BEGIN

PR #754, opened 2016-09-28
Update name for Democratic Republic of the Congo

Davidslv:
**trello**: https://trello.com/c/rxjklHjL/191-country-name-change-democratic-republic-of-the-congo
>The country formerly known as 'Democratic Republic of Congo' is now officially called 'Democratic Republic of **the** Congo'.

### DIFF
--- a/finders/schemas/international-development-funds.json
+++ b/finders/schemas/international-development-funds.json
@@ -34,7 +34,7 @@
           "value": "burma"
         },
         {
-          "label": "Democratic Republic of Congo",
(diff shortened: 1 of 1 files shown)


rubenarakelyan:
Will changing the "value" cause any issues with existing content?

Davidslv:
@rubenarakelyan you right it will, so I've reverted to be in line with what was agreed on the PR in Rummager: https://github.com/alphagov/rummager/pull/700

(we agreed to keep the value as is)

rubenarakelyan:
👍

PR #757, opened 2016-10-19
Manuals to use V2 of the Publishing API

kevindew:
This updates the API methods to use V2 of the Publishing API rather than the V1 endpoints. Thus the approach has changed somewhat from pushing full content items to instead push only a full representation to PUT content and just a small one to publish and unpublish. This has meant creating new exporter classes that represent this distinction.

As part of this work I've:
- Changed it so the publish button only shows when you have a draft (you receive an error on V2 of the Publishing API if you try to publish a published item)
- Updated published state to be draft whenever you update an item (I assume it's a bug that this doesn't happen already as the submit button says "Save as Draft")
- Discard drafts from Publishing API when the delete task is run


tijmenb:
You'll also need to change https://github.com/alphagov/manuals-publisher/blob/0654c51223819b2a88ab0f473245a6d4f6fa0748/spec/support/govuk_content_schema_helpers.rb#L5 to `publisher_v2` so the contract testing uses the new schemas.

kevindew:
@tijmenb Thanks 👍

spec/exporters/manual_section_publishing_api_links_exporter_spec.rb
```diff
@@ -0,0 +1,59 @@
...
+      minor_update?: true,
+      attributes: { body: "##Some heading\nmanual section body" },
+      attachments: []
+    )
+  }
+
+  it "exports links for the document" do
+    subject.call
+
+    expect(export_recipent).to have_received(:call).with(
```
tijmenb: If you want to be 100% correct, you can also test the payload against the schemas with the `be_valid_against_links_schema` helper.

spec/lib/publishing_api_finder_publisher_spec.rb
```diff
@@ -2,6 +2,12 @@
 require "publishing_api_finder_publisher"
 
 describe PublishingApiFinderPublisher do
+  before do
+    @schema_type = GovukContentSchemaTestHelpers.configuration.schema_type
+    GovukContentSchemaTestHelpers.configuration.schema_type = "publisher"
```
tijmenb: This means we won't be able to remove the old v1 schemas from content schemas. We could also remove this test or `skip: true` it?

features/support/publishing_api_helpers.rb
```diff
@@ -1,14 +1,20 @@
 require "gds_api/test_helpers/publishing_api"
+require "gds_api/test_helpers/publishing_api_v2"
 
 module PublishingAPIHelpers
   include GdsApi::TestHelpers::PublishingApi
```
tijmenb: I think we don't need `GdsApi::TestHelpers::PublishingApi` anymore. If we remove it we can get rid of the code in gds-api-adapters.

spec/lib/publishing_api_finder_publisher_spec.rb
kevindew: That file is on it's way out in [this PR](https://github.com/alphagov/manuals-publisher/pull/755) 🎉 - so it's just whatever keeps this green 'til then really.

spec/exporters/manual_section_publishing_api_links_exporter_spec.rb
kevindew: cool - I'll check that out.

features/step_definitions/deleting_manuals_steps.rb
```diff
@@ -23,6 +23,8 @@
 
 Then(/^the manual and its documents are deleted$/) do
   check_manual_does_not_exist_with(@manual_fields)
+  check_draft_has_been_discared_in_publishing_api(@manual.id)
```
danielroseman: typo quibble: "discarded" (and below)

features/support/publishing_api_helpers.rb
```diff
@@ -11,8 +11,10 @@ def stub_publishing_api
     stub_any_publishing_api_put_content
     stub_any_publishing_api_patch_links
     stub_any_publishing_api_publish
-    # This needs adding to gds-api-adapters
+    # FIXME - Update these methods once https://github.com/alphagov/gds-api-adapters/pull/611
+    # is merged
```
danielroseman: that's been merged, this can be updated.

features/step_definitions/deleting_manuals_steps.rb
kevindew: Good catch 💥

kevindew:
@danielroseman should be good to merge now - can either do it now (assuming still looks sane) and put another PR in once GDS API Adapters is building again or wait until that's sorted and include it in this.

spec/lib/publishing_api_finder_publisher_spec.rb
tijmenb: 🎉

features/support/publishing_api_helpers.rb
tijmenb: 👍

kevindew:
OK updated GDS API Adapters now, gave it another test on integration. Think it's all looking good.

PR #759, opened 2016-10-24
Fix content schema tests

kevindew:
These were broken by the change in path to two of the exporter files. 

I've also added a schema test for a manuals links, and included both links tests in the schema tests.

### DIFF
--- a/jenkins-schema.sh
+++ b/jenkins-schema.sh
@@ -39,13 +39,7 @@ git checkout $SCHEMA_GIT_COMMIT
 cd ../..
 
 time bundle install --path "${HOME}/bundles/${JOB_NAME}" --deployment
-# TODO as schemas are added for them, change this to include more formats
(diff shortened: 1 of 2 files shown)


jenkins-schema.sh
```diff
@@ -42,8 +42,10 @@ time bundle install --path "${HOME}/bundles/${JOB_NAME}" --deployment
 # TODO as schemas are added for them, change this to include more formats
 RAILS_ENV=test GOVUK_CONTENT_SCHEMAS_PATH=tmp/govuk-content-schemas time bundle exec rspec \
   spec/lib/publishing_api_finder_publisher_spec.rb \
-  spec/manual_publishing_api_exporter_spec.rb \
-  spec/manual_section_publishing_api_exporter_spec.rb \
```
tijmenb: I'd recommend to just run all the tests in this script, so this won't happen again.

PR #760, opened 2016-10-25
Prevent hash responses

steventux:
Reverts the change made to accommodate hash responses as this will not work
with the `Attachable` trait in `govuk_content_models`. The upgrade path here is
impractical despite the fix being relatively simple.
Adds `GdsApi.config.hash_response_for_requests = false` to workaround this problem.


tijmenb:
What's the problem with attachable? The plan is to remove the ostruct behaviour entirely so curious to see.

steventux:
https://github.com/alphagov/govuk_content_models/blob/master/app/traits/attachable.rb#L65 doesn't expect a hash response.
Simple enough to fix until an older codebase like this needs to be updated several major versions of content models, gds-sso dependencies, mongoid major version bumps etc etc, given there's a bright new future for manuals on the horizon this is the practical route to unblocking this https://github.com/alphagov/manuals-publisher/pull/755 which gets rid of a few hexagons.

PR #764, opened 2016-11-04
Publication logs for major manual updates only

NeilvB:
[Trello card](https://trello.com/c/x6vSw5LM/55-update-history)

Minor manual changes intermingled with major ones are confusing to users.

This PR prevents minor updates from creating publication logs for manuals, and also implements a script for rebuilding all historical logs to exclude minor updates.

### DIFF
--- a/app/observers/manual_observers_registry.rb
+++ b/app/observers/manual_observers_registry.rb
@@ -48,6 +48,7 @@ private
     ->(manual, _: nil) {
       manual.documents.each do |doc|
         next unless doc.needs_exporting?
+        next if doc.minor_update?
 
         PublicationLog.create!(
           title: doc.title,
--- a/bin/republish_manuals
+++ b/bin/republish_manuals
@@ -9,13 +9,22 @@ logger.formatter = Logger::Formatter.new
 
 repository = ManualsPublisherWiring.get(:repository_registry).manual_repository
 
-count = repository.all.count
+begin
+  count = repository.all.count
+rescue DocumentAssociationMarshaller::RemovedDocumentIdNotFoundError
+  count = "?"
+end
 
 logger.info "Republishing #{count} manuals..."
 
 repository.all.each.with_index do |manual, i|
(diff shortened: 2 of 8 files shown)


app/observers/manual_observers_registry.rb
```diff
@@ -48,6 +48,7 @@ def publication_logger
     ->(manual, _: nil) {
       manual.documents.each do |doc|
         next unless doc.needs_exporting?
+        next if doc.minor_update?
```
h-lame: I don't know if there's an existing test for this functionality, but I think it'd be good if there was one to make it clear this is expected behaviour.

NeilvB: Added publishing test https://github.com/alphagov/manuals-publisher/blob/a265bd135c07e53862c8cee8af88f08ffce33afe/spec/features/publishing_manuals_spec.rb#L1

bin/republish_manuals
```diff
@@ -9,13 +9,22 @@ logger.formatter = Logger::Formatter.new
...
 logger.info "Republishing #{count} manuals..."
 
 repository.all.each.with_index do |manual, i|
-  logger.info("[% 3d/% 3d] id=%s slug=%s" % [i + 1, count, manual.id, manual.slug])
-  ManualServiceRegistry.new.republish(manual.id).call
+  begin
+    logger.info("[ #{i} / #{count} ] id=#{manual.id} slug=#{manual.slug}]")
+    ManualServiceRegistry.new.republish(manual.id).call
+  rescue DocumentAssociationMarshaller::RemovedDocumentIdNotFoundError => e
+    logger.warn("Manual with id=#{manual.id} slug=#{manual.slug} has removed document which was not found: #{e.message}")
```
NeilvB: Thanks. Updated message and used 'error' log level in https://github.com/alphagov/manuals-publisher/blob/44d961a9ec26f00d137ce86e5f14d1c4ae7601fd/bin/republish_manuals#L25

NeilvB:
Thanks for reviewing this @h-lame. I've force-pushed changes as you suggested. But I renamed the branch as I wasn't able to re-open the same PR following a force-push.

PR #782, opened 2016-12-20
Always send first editions to publishing api as major updates

h-lame:
When republishing manuals for #778 after deploying #780 some of the republishes failed with a 500 error from publishing-api (see: https://errbit.integration.publishing.service.gov.uk/apps/552637940da1157bfa000399/problems/585908a76578636a1ecc0000).  Turns out publishing-api doesn't like it if the first edition of a content item has update_type of "minor".  This is on the publishing-api backlog to turn into a proper error (see: https://trello.com/c/3S4m5wAJ/251-throw-an-error-if-the-first-publish-does-not-use-a-major-update-type) but we need to handle it in manuals publisher.  Turns out that's painful because manuals-publisher doesn't really keep things in lock-step with what is in publisher.

There are more notes in the commits if you're interested.

### DIFF
--- a/app/exporters/manual_publishing_api_exporter.rb
+++ b/app/exporters/manual_publishing_api_exporter.rb
@@ -60,7 +60,23 @@ private
   end
 
   def update_type
-    manual.documents.select(&:needs_exporting?).all?(&:minor_update?) ? "minor" : "major"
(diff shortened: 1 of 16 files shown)


h-lame:
Thanks @cbaines!

PR #783, opened 2016-12-21
Fix flappy test

h-lame:
To fix the flappy test detected when we merged #782 to master (see: https://ci.dev.publishing.service.gov.uk/job/govuk_manuals_publisher/722/)


h-lame:
This didn't quite get to the bottom of it as I got a local failure about dates in manual_publication_log_filter_spec.  I think we need to be even more explicit about the dates of the editions in this spec to make sure stuff will be in the right order.  /cc @NeilvB

PR #787, opened 2017-01-04
Publish change notes along with relevant manual edition

NeilvB:
[Trello card](https://trello.com/c/WpgrE9ge/71-change-notes-in-manuals-publisher-are-sent-to-the-publishing-api-on-the-wrong-publish-event)

Adds an additional manual draft export step at the point of
publishing a manual. This was done in order to address the problem of
a change note only being sent to the publishing API following
a second, subsequent creation of a manual draft and its publication. In
other words, the change notes always lagged "one step behind" the
publication of the content changes that they described.

By adding a draft export step to the publication of a manual we ensure
that the change notes that were added to the current draft are then sent
through to the publishing API.

Also:
  - Modified some publishing specs to take account of this additional
  draft export step.

### DIFF
--- a/app/observers/manual_observers_registry.rb
+++ b/app/observers/manual_observers_registry.rb
@@ -9,8 +9,13 @@ class ManualObserversRegistry
   def publication
     # The order here is important. For example content exporting
     # should happen before publishing to search.
+    #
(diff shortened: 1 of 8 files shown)


h-lame:
Looks good, seems like the simplest solution too.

END

From the listing, copy each line containing the word "adding".

-    # This needs adding to gds-api-adapters
By adding a draft export step to the publication of a manual we ensure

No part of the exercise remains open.